Madrona v0.2: Introducing the Engine's High Throughput Batch Renderer

Posted on Sunday, October 13th 2024 by Luc Rosenzweig

“Pixels to actions” training involves agents learning to take actions based on rendered images of a virtual world. Given that Madrona is a high-throughput batch simulation architecture, we were compelled to also explore the question of how to architect a high throughput, batch rendering architecture that could efficiently interoperate with Madrona (as well as other fast batch simulators like MuJoCo MXJ). Rendering for pixels-to-actions training has quite different requirements from your typical video game renderer: The goal is to render relatively small images (e.g., 64x64 or 256x256 in resolution), with relatively simple lighting and shading models, at the highest throughput possible.

There are two well-established algorithms for image synthesis: rasterization and ray tracing. Typically, most people think of rasterization as “fast” rendering, and ray tracing as “slower”, higher quality rendering.
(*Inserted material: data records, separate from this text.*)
PR #249, opened 2023-06-22
controller: add command shell to UART

jnider:
Use the UART to enter commands in an interactive shell. This is a very powerful debug tool as it enables interacting with the device directly during operation.

This is first being used while debugging AIRBIN but has general applicability.

### DIFF
--- a/runtime_lib/controller/platform.h
+++ b/runtime_lib/controller/platform.h
@@ -1,34 +1,9 @@
-/******************************************************************************
-*
-* Copyright (C) 2008 - 2014 Xilinx, Inc.  All rights reserved.
-*
-* Permission is hereby granted, free of charge, to any person obtaining a copy
-* of this software and associated documentation files (the "Software"), to deal
-* in the Software without restriction, including without limitation the rights
-* to use, copy, modify, merge, publish, distribute, sublicense, and/or sell
-* copies of the Software, and to permit persons to whom the Software is
-* furnished to do so, subject to the following conditions:
-*
-* The above copyright notice and this permission notice shall be included in
-* all copies or substantial portions of the Software.
-*
-* Use of the Software is limited solely to applications:
-* (a) running on a Xilinx device, or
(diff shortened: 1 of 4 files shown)


jgmelber (approved):

runtime_lib/controller/platform.h
```diff
@@ -1,34 +1,9 @@
...
-* in advertising or otherwise to promote the sale, use or other dealings in
-* this Software without prior written authorization from Xilinx.
-*
-******************************************************************************/
+//===- platform.h -----------------------------------------------*- C++ -*-===//
+//
+// Copyright (C) 2023, Advanced Micro Devices, Inc.
+// SPDX-License-Identifier: MIT
+//
+//===----------------------------------------------------------------------===//
```
fifield, line 6: Note this file was generated by a Xilinx tool with the former header. I'm not a lawyer so I have no opinion on changing it, just letting you know the reason for it.

runtime_lib/controller/shell.cpp
```diff
@@ -0,0 +1,167 @@
...
+
+void shell(void) {
+  uint8_t in;
+
+  if (new_cmd) {
+    new_cmd = 0;
+    cmd_len = 0;
+
+    // good old DOS prompt
+    xil_printf("C:\\> ");
```
fifield, line 139: why?

jnider: This is an interactive shell, so it needs a prompt to tell users that they can enter commands. This particular prompt is chosen to be distinguishable from bash or other commonly used shells. When a user has many windows open, it helps identify that this shell is the UART to the device (as opposed to the the host machine).

fifield: I understand why there is a prompt. I don't understand why it's a fake DOS prompt instead of something that identifies what it actually is.

jnider: I explained: this is to differentiate it from bash that uses % or $. If you want to pick a different character I'm open to suggestions.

But that’s not the case. It’s well known that rasterization efficiency slows down under high geometry complexity or small area triangles (like what one sees when rendering small images), and that ray-tracing can be well optimized on the GPU. Therefore, to understand which approach was better for high-throughput batch rendering, we explored both approaches. Our findings show that when rendering high geometry complexity environments, such as those from the Habitat Synthetic Scenes Dataset (HSSD) which average millions of polygons per scene, our modestly optimized software ray tracer (which does not use ray tracing hardware acceleration) performs significantly better than the hardware-accelerated rasterization pipeline in many important pixels-to-actions training situations such as training on an H100.
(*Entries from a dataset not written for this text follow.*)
PR #1994, opened 2026-09-17
[AIRRunner] Fix an LLP64 truncation that broke 26 runner tests on Windows

erwei-xilinx:
`air-runner` fails 26 of its 56 `Util/Runner` tests on Windows. Linux is unaffected, and no CI caught it.

## Cause

```cpp
double data_rate;                          // the member
void set_data_rate(long bytes_per_cycle);  // the setter
```

Both callers pass a `double`. The narrowing through `long` is lossless on LP64 Linux, where `long` is 64 bits. Windows is LLP64, where it is **32 bits** — and the arch models carry `bytes_per_second` values of `4e9` and `1e11`, both of which overflow int32. MSVC's out-of-range double→integer conversion yields `INT32_MIN`, so affected links came back at **-2147483648 bytes/s**.

A negative rate gives a negative transfer cost. `getTransferCost` returns `(uint64_t)ceil(seconds * cps)`, so the negative cycle count wrapped to ~2⁶⁴, simulated time jumped to `18446744073709536365` (= 2⁶⁴ − 15251), and the run stalled after one event:

```
Error: simulation stalled at 18446744073709536365 cycles without reaching the launch terminator.
```

`dma.mlir` emitted 1 of its expected 32 `DmaMemcpyNdOp` events.

Confirmed by instrumenting the cost function rather than inferred — it reported `bps=-2.147484e+09` (exactly `INT32_MIN`) with `vol=16384 dw=2 bytes=32768`, against a JSON value of `1e11`.

## Fix

`set_data_rate` takes `double`, matching the member and both call sites. It was the only bare `long` left in the runner.

**No behaviour change on Linux.** Every `bytes_per_second` / `bytes_per_cycle` in the tree is `1e9`, `4e9` or `1e11` — integers far inside double's exact-integer range — so a value that used to arrive via a 64-bit `long` now arrives identically via `double`. (The one real difference, that `double` no longer truncates a fractional rate, is unreachable: there are none.)

## Why nothing caught it

The Windows CI job built and ran **nothing** — no test suite at any point. A Windows-only miscompile of the cost model could not turn any job red. Linux CI runs `check-air-mlir` and was green throughout.

So this also adds a `Test` step running `check-air-mlir` there: pure `air-opt` / `air-runner` + FileCheck, no NPU, no XRT, no Vitis, ~30s.

`check-air-python` is deliberately left out — `api/errors.py` passes but takes ~74s against the suite's 30s lit timeout, so adding it would go red for a slowness reason unrelated to correctness. Worth fixing separately.

## Gate

On Windows against `origin/main` at the pinned toolchain (`mlir_aie 1.4.3.dev55+g10767b5`):

| | before | after |
|---|---|---|
| `Util/Runner` | 26 failed, 28 passed | **0 failed, 54 passed** |
| `check-air-mlir` | 511 passed, 26 failed | **537 passed, 0 failed**, exit 0 |


erwei-xilinx:
Addressed the review comment — and it was right, with a bit more behind it than the comment stated.

`data_rate` is bytes per **second**: `getTransferCost` divides bytes by it to get seconds, then scales by the clock to get cycles, so reading it as per-cycle would be wrong by a factor of the clock frequency. The parameter is renamed `bytes_per_second` accordingly.

On where the stale name came from: the `port(llvm::json::Object &)` constructor just above reads a `"bytes_per_cycle"` JSON key. **No arch model in the tree has that field** — every one spells it `bytes_per_second` — and nothing in the tree constructs a port that way, so that constructor is the last user of the older spelling. I noted it in the comment rather than deleting it: removing an unused constructor is a separate change from fixing an overflow, and I'd rather not fold it into a bug fix. Happy to do it as a follow-up if you'd like.

No functional change — `check-air-mlir` stays at 537 passed / 0 failed on Windows.

---

Separately, the Windows job is now genuinely green and genuinely running tests. The first push of the Test step went red, but not on a test: lit treats a missing `psutil` as fatal rather than degrading, so with the suite's `--timeout` it refused to run anything at all. `psutil` was already listed in `utils/requirements_dev.txt` directly under the comment *"lit requires psutil to set timeouts"*, but that file reaches pip as `-c`, and a constraints file installs nothing — the same hole the step's own comment describes for cmake and ninja. Fixed in ca1f2919.

CI now reports, on windows-2022:

```
[0/1] Running the air mlir regression tests
Total Discovered Tests: 555
  Passed           : 537 (96.76%)
  Unsupported      :  11 (1.98%)
  Expectedly Failed:   7 (1.26%)
```

Matching the local numbers exactly. As far as I can tell that is the first time this repo's test suite has run on Windows in CI, so the LLP64 fix is now confirmed by CI rather than only on one machine.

Aside from better performance, our ray tracer provides obvious paths towards more realistic images which involve shadows or indirect lighting. While the rasterizer would require an entirely new render pass to render shadow maps (further overloading the already bottlenecked hardware geometry processor), the ray tracer simply requires an extra ray to be traced. The rasterizer also requires a context switch out of the simulator’s CUDA context into Vulkan to invoke the GPU’s graphics hardware functionality. This not only imposes a performance overhead, it also makes the rasterizer less trivial to use. The ray tracer however, integrates seamlessly with Madrona’s ECS paradigm, making it extremely intuitive to use. We therefore recommend users use the ray tracer for their pixels-to-actions training workloads.

We hope that our renderer, with its speed and flexibility, allows researchers to more efficiently perform a variety of “pixels-to-actions” experiments!

For more information, see the following resources:

FAQ

How programmable is the ray tracer?

Currently, the output of the ray tracer is hardcoded to RGB and depth with optional shadows as you can see here. However, we plan to create a way for users to program their own "ray tracing shaders" in the Madrona framework in the future. For now, users must hardcode modifications at the location linked previously.

I need a batch renderer for my non-Madrona application! How can I use your renderers for my use case?

See the Madrona Renderer repository linked in the additional resources linked above the paper. There, you can see an example of just using the renderer which can be plugged into whatever application you like! We also have an example of integrating the renderer with an off the shelf simulator: MuJoCo MJX - this is also linked in the additional resources section above.